Faut-il risquer une scission ? Oui

Bernard Kouchner
Entretien avec Bernard Kouchner, ancien ministre délégué à la santé, paru dans le quotidien Le Figaro daté du 23 août 2005.
Propos recueillis par Nicolas Barotte


 

Vous plaidez pour un discours de vérité. Les débats du PS en vue du congrès en prennent-ils la voie ?
Pas suffisamment. Ils prennent parfois la voie, hélas inévitable en politique, des querelles et des ambitions de personnes, ce qui pour l'heure n'est pas intéressant et même dangereux. Le temps des personnes viendra, je ne suis pas naïf, je connais les appétits de pouvoir. Mais la priorité est de redonner à la France le goût d'elle-même.

C'est-à-dire ?
La France ne doit plus être une nation d'anxieux et de nostalgiques. Il faut donner le goût du risque, pas celui de la frilosité. Il faut poser la question de la mise à jour de notre modèle social, réformer les 35 heures, triompher des délocalisations, affronter le problème des retraites. Il faut poursuivre le débat sur l'Europe et ne pas la laisser évoluer sans nous. Nous n'aurons demain que nos yeux pour pleurer. Réfléchissons à un partage équitable des richesses dans le monde. Abordons les justes questions soulevées par les altermondialistes, même s'ils y apportent de mauvaises réponses.

Sur les 35 heures, par exemple, vous êtes en décalage avec votre famille politique.
Peut-être, mais en phase avec les Français. Il faut plus de flexibilité dans le travail. Personne ne fera plus croire qu'en travaillant moins nous aurons davantage d'emplois.

Les Français n'attendent-ils pas trop de l'Europe ?
On n'en attend pas assez et on la craint alors qu'elle nous a tant apporté. Gare à la contradiction : avoir rejeté la Constitution pour maintenant exiger davantage de l'Europe.
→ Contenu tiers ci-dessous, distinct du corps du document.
PR #237, opened 2021-05-06
feat(DIST-945): Allow sandbox mode for embedded forms

### LINKED ISSUE #236: How to enable sandbox mode on an embedded form?
### Is  `__dangerous-disable-submissions` supported for embedded forms and, if it is, how can it be enabled it for an embedded form using this library in react?

I'm using the `createWidget` function in a react app to embed a form as per the [react demo](https://github.com/Typeform/embed/tree/main/packages/demo-react) and attempting to set `__dangerous-disable-submissions` to prevent form submission during development and UI testing. I believe I'm correctly setting the param according to the  [documentation](https://help.typeform.com/hc/en-us/articles/360029295952-Test-your-typeforms-without-creating-an-entry-sandbox-).

I've attempted to pass it via the `hidden` prop, but that resulted in the param being set as `[my other hidden fields]&__dangerous-disable-submissions=`. I assume the `=` at the end will not work.

I tried setting the prop manually by appending it to the iframe `src` attribute and calling `refresh` on the widget, but submissions are still being counted against my metrics (although the prop looks correct in the src uri).

mathio:
Fixes #236


antoniofull (approved):

packages/embed/src/utils/build-iframe.src.spec.ts
```diff
@@ -68,6 +69,7 @@ describe('build-iframe-src', () => {
           '&embed-opacity=50' +
           '&disable-tracking=true' +
           '&disable-auto-focus=true' +
+          '&__dangerous-disable-submissions=true' +
```
prilutskiy, line 72: a-ha! so this one is still useful ;)

prilutskiy (approved):

prilutskiy:
amazing feature 👏

packages/embed/src/utils/build-iframe.src.spec.ts
mathio: Yes and its also something we mention in our public docs, as I recently found out :)

PR #242, opened 2021-05-07
feat(DIST-779): React lib

mathio:


antoniofull (approved):

packages/embed-react/webpack.config.js
```diff
@@ -0,0 +1,46 @@
...
+      //   use: [
+      //     {
+      //       loader: require('styled-jsx/webpack').loader,
+      //       options: {
+      //         type: 'scoped',
+      //       },
+      //     },
+      //   ],
+      //   sideEffects: true,
+      // },
```
antoniofull, line 30: Is this needed?

mathio: Good catch, I think it is not.

scarciofolomarco (approved):

packages/embed-react/src/components/make-button-component.tsx
```diff
@@ -0,0 +1,42 @@
...
+    const ref: MutableRefObject<GenericEmbed | null> = useRef(null)
+    useEffect(() => {
+      ref.current = createFn(id, props)
+      return () => ref.current?.unmount()
+    }, [id, props])
+
+    return (
+      <>
+        <InlineStyle filename={cssFilename} />
+        <button onClick={() => ref.current?.open()} className={className} style={style}>
```
mrisoli, line 34: Will the arrow function here not cause a rerender on every prop change?

packages/embed-react/src/components/make-button-component.tsx
```diff
@@ -0,0 +1,42 @@
...
+type CreateFn<T> = (id: string, props: CreateFnProps<T>) => GenericEmbed
+
+type GenericEmbed = {
+  unmount: () => void
+  open: () => void
+}
+
+function makeButtonComponent<T>(createFn: CreateFn<T>, cssFilename: string) {
+  return ({ id, children, style = {}, className = '', ...props }: ButtonComponentProps<T>) => {
+    const ref: MutableRefObject<GenericEmbed | null> = useRef(null)
```
mrisoli, line 25: I'm not a fan of the union with null here, I'd consider maybe having a default object instead, not saying necessarily that it is better, probably a matter of taste

packages/embed/src/factories/create-popup/create-popup.ts
```diff
@@ -97,7 +98,7 @@ export const createPopup = (formId: string, userOptions: PopupOptions = {}): Pop
       popup.style.opacity = '0'
       wrapper.style.opacity = '0'
       setTimeout(() => {
-        popup.parentNode.removeChild(popup)
+        popup.parentNode && popup.parentNode.removeChild(popup)
```
mrisoli, line 101: Could be replaced with a safe navigation operator here:

```suggestion
        popup.parentNode?.removeChild(popup)
```

scarciofolomarco: theres the `unmountElement` function too

packages/embed-react/src/components/make-button-component.tsx
mathio: Something like this?

```
const emptyEmbed: GenericEmbed = {
  unmount: () => {},
  open: () => {},
}
...
const ref: MutableRefObject<GenericEmbed> = useRef(emptyEmbed)
```

rix1:
Looking very much forward to having this merged! 🤩 Let me know if you need beta users 😁

prilutskiy (approved):

mathio:
React lib is released, please follow [the README](https://github.com/Typeform/embed/tree/main/packages/embed-react) for installation and usage. If there is anything to report, [please open a Github issue](https://github.com/Typeform/embed/issues). I will appreciate any testing.

cc: @rix1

Aujourd'hui il y a danger à vouloir effacer la différence entre le oui et le non. Rocard a raison, c'est un vrai clivage : pas tant vis-à-vis de ceux qui ont exprimé ainsi leurs angoisses mais entre nous, les partisans du oui, et les démiurges qui ont fait croire que les lendemains allaient chanter.
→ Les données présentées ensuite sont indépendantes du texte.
PR #248, opened 2021-05-26
feat(DIST-923): Add notification dot to chat

antoniofull:
[Ticket DIST-923](https://jira.typeform.tf/browse/DIST-923)

Adds a Notification Dot next to the chat UI button
Screenshot 2021-05-26 at 12 31 48

### DIFF
--- a/packages/demo-html/public/chat.html
+++ b/packages/demo-html/public/chat.html
@@ -29,6 +29,7 @@
         data-tf-hidden="foo=foo value,bar=bar value"
         data-tf-opacity="50"
         data-tf-chat
+        data-tf-notification-days="3"
       ></div>
     </div>
 
@@ -45,6 +46,7 @@
       data-tf-popover="moe6aa"
       data-tf-medium="demo-test"
       data-tf-chat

Vous partagez le point de vue de Michel Rocard, qui évoque la création d'un nouveau parti si la ligne de Fabius et Mélenchon l'emporte lors du prochain congrès.
J'approuve l'idée lancée par Michel Rocard d'affronter les pseudo-marxistes et leurs utopies fripées. Faut-il risquer une scission au sein du PS ? Oui, on a passé le temps des réconciliations de façade. Pour autant, il ne faut pas rester sourd à ce qu'ont exprimé les électeurs dont beaucoup avaient des interrogations réelles. Avec eux, il faudra discuter, pas avec ceux qui les ont bernés : où est le projet de rechange, où sont les avancées ?
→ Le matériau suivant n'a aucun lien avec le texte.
PR #252, opened 2021-06-01
fix(DIST-923): Fix notification days option expiry date

mathio:
- use correct `<` operator to display the notification dot
- save settings per form
- also fixes issue with overflowing text in tooltip
  - after recent changes it was requested that we should always wrap the text even if it has no spaces, but that causes this bug:
    Screenshot 2021-06-01 at 12 02 36
  - since text without spaces is less likely to happen, it can be cut off:
    Screenshot 2021-06-01 at 12 03 20


prilutskiy (approved):
🎉

packages/embed/src/factories/create-popover/notification-days.spec.ts
```diff
@@ -0,0 +1,55 @@
...
+    it('should return true when expiry date is not set in local storage and set it in local storage', () => {
+      const data = {
+        otherFormId: {
+          expiryDate: 10,
+        },
+      }
+      localStorageMockhelper(data)
+
+      expect(canBuildNotificationDot('myFormId', 2)).toBeTruthy()
+      expect(setItemMock.mock.calls[0][0]).toBe('tfNotificationData')
```
scarciofolomarco, line 25:
```suggestion
      expect(setItemMock).toHaveBeenCalledWith('tfNotificationData')
```

packages/embed/src/factories/create-popover/notification-days.spec.ts
```diff
@@ -0,0 +1,55 @@
...
+      expect(setItemMock.mock.calls[0][1]).toMatch(/{"otherFormId":{"expiryDate":10},"myFormId":{"expiryDate":[0-9]+}}/)
```
scarciofolomarco, line 26: not really sure about this one
```suggestion
      expect(setItemMock).toHaveBeenCalledWith(expect.stringMatching(/{"otherFormId:{"expiryDate":10},"myFormId":{"expiryDate":[0-9]+}/)
```

scarciofolomarco (approved):

packages/embed/src/factories/create-popover/notification-days.spec.ts
mathio: It is called with 2 args and 2nd one needs to be checked via regex.

packages/embed/src/factories/create-popover/notification-days.spec.ts
mathio: Is the other approach better? Jest docs suggest my approach: https://jestjs.io/docs/mock-functions#using-a-mock-function

PR #257, opened 2021-06-07
feat(WEB-1974): Disabling scroll for popup and slider

italoborges:
[Jira Ticket - WEB-1974](https://jira.typeform.tf/browse/WEB-1974)

Disabling the scrollbar preventing users to scroll when the popup or slider is open.
After closing it the scroll is back to its initial state.

### DIFF
--- a/packages/embed/src/factories/create-popup/create-popup.ts
+++ b/packages/embed/src/factories/create-popup/create-popup.ts
@@ -86,6 +86,7 @@ export const createPopup = (formId: string, userOptions: PopupOptions = {}): Pop
   const open = () => {
     if (!isOpen(popup)) {
       container.append(popup)
+      document.body.style.overflow = 'hidden'
       setTimeout(() => {
         popup.style.opacity = '1'
       })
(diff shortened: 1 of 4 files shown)


antoniofull (approved):
I am not sure if this has any accessibility implications. Other than that LGTM

packages/embed/src/factories/create-popup/create-popup.ts
```diff
@@ -96,6 +97,7 @@ export const createPopup = (formId: string, userOptions: PopupOptions = {}): Pop
     if (isOpen(popup)) {
       popup.style.opacity = '0'
       wrapper.style.opacity = '0'
+      document.body.style.overflow = 'initial'
```
mathio, line 100: What is the scrolling of the website was intentionally disabled (`hidden`) at the beginning? Will this preserve the behavior or will it enable scrolling regardless of its setting before opening the popup? 

Maybe we should preserve the value when opening the popup and re-use it here?

mathio (approved):

PR #277, opened 2021-06-29
fix(#274): Better way to handle empty querystring variables

### LINKED ISSUE #274: Are PR to master branch/classic lib still accepted?
HI, I'm seeing some unexpected behaviour while working with transferableUrlParameters (data-transaferable-url-parameters) when the querystring param is not present.

The [master code](https://github.com/Typeform/embed/blob/master/src/core/utils/url-parameters-transfer.js#L17-L21) that handles search params has this code below:

```js
  transferableUrlParameters.forEach((transferableParam) => {
    if (!(transferableParam in queryStrings)) {
      queryStringsWithTransferedParams[transferableParam] = urlSearchParams[transferableParam]
    }
  })
```

So the method is forcing all params from `data-transaferable-url-parameters` to be set in `queryStringsWithTransferedParams` as `undefined` and later, in method `appendParamsToUrl` this resultant object will be transformed into a querystring keeping the `undefined` as `"undefined"` due to the usage of `encodeURIComponent`.

```js
const appendParamsToUrl = (url, params) => {
  const queryParameters = []
  const { query, origin, pathname, hash } = UrlParse(url, true) // new URL(url) in browser env
  const path = pathname.replace(/\/$/, '') // remove trailing slash
  const parameters = Object.assign({}, query, params)

  Object.keys(parameters).forEach((key) => {
    queryParameters.push(`${encodeURIComponent(key)}=${encodeURIComponent(parameters[key])}`)
  })

  return `${origin}${path}?${queryParameters.join('&')}${hash}`
};
console.log(appendParamsToUrl('http://localhost/', { contains: 'value', missing: undefined }));
// http://localhost?contains=value&missing=undefined
```

This can be fixed working in a change for any (or both) methods listed above (`transferUrlParametersToQueryStrings` and `appendParamsToUrl`), but, as I said, I'm not sure if you are maintaining this old/classic version 🤔

rafaelverger:
### `transferUrlParametersToQueryStrings`

Resolves #274

**Context:**
```js
window.location = 'http://localhost/?empty-param=&filled=value' 
const urlParameters = ['empty-param', 'filled', 'non-existent']
```

**Before:**
```js
console.log(transferUrlParametersToQueryStrings(urlParameters, {}))
// { 'empty-param': '', 'filled': 'value', 'non-existent': undefined }
```

**After:**
```js
console.log(transferUrlParametersToQueryStrings(urlParameters, {}))
// { 'empty-param': '', 'filled': 'value' }
```

-------------------

### `appendParamsToUrl`

**Before:**
```js
console.log(appendParamsToUrl('http://localhost/?foo=bar#some=thing', { 'undef': undefined }))
// http://localhost/?foo=bar&undef=undefined#some=thing

console.log(updateQueryStringParameter('undef', undefined, 'http://localhost/?foo=bar#some=thing'))
// 'http://localhost?foo=bar&undef=undefined#some=thing'
```

**After:**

Pour l'ancien premier ministre, les deux lignes qui s'affrontent au PS aujourd'hui sont antinomiques.
Il vaut mieux admettre le désaccord plutôt que mentir sur une fausse synthèse. La France traverse une phase trop difficile pour lui infliger des faux-semblants. Je pense aux retraites, à la sécurité sociale par exemple. Ne faisons pas comme si nous n'avions pas d'immenses déficits et des dettes de plus en plus lourdes.

Vous parlez de majorité plus large, faut-il dépasser le clivage entre la droite et la gauche ?
L'objectif est d'obtenir un consensus pour procéder aux ajustements qui s'imposent. C'est à une gauche novatrice, réaliste et courageuse de les définir.

Pourriez-vous travailler avec François Bayrou sur ces sujets ?
Bien sûr, avec lui et avec d'autres. Je veux aussi discuter avec les gens du non. Les étiquettes ne m'ont jamais suffi. Je veux que nous trouvions des majorités pour des réformes vives, pas pour un réformisme mou. J'aime autant discuter avec les militants centristes qu'avec ceux d'Attac. En France, nous votons mais nous ne débattons jamais, nous ne cherchons jamais de compromis. Or c'est le débat qui permet d'aboutir au compromis.

Comment relancer l'Europe ?
Pour relancer l'Europe, il faut relancer la France. Discutons métier par métier, secteur par secteur et nous déboucherons sur plus d'Europe. La seule perspective offerte par les démagogues du non était de nous refermer sur nous-mêmes. Vive la ligne Maginot ! Le grand message de la dernière campagne est d'avoir fait croire aux plus faibles que le non ce serait meilleur pour eux.

N'avez-vous pas le sentiment d'être isolé à gauche sur cette ligne ?
Je l'étais déjà quand j'ai fondé Médecins sans frontières : voyez le résultat. Quand je parle aux Français je ne me sens pas seul, bien au contraire. Eux ont du bon sens.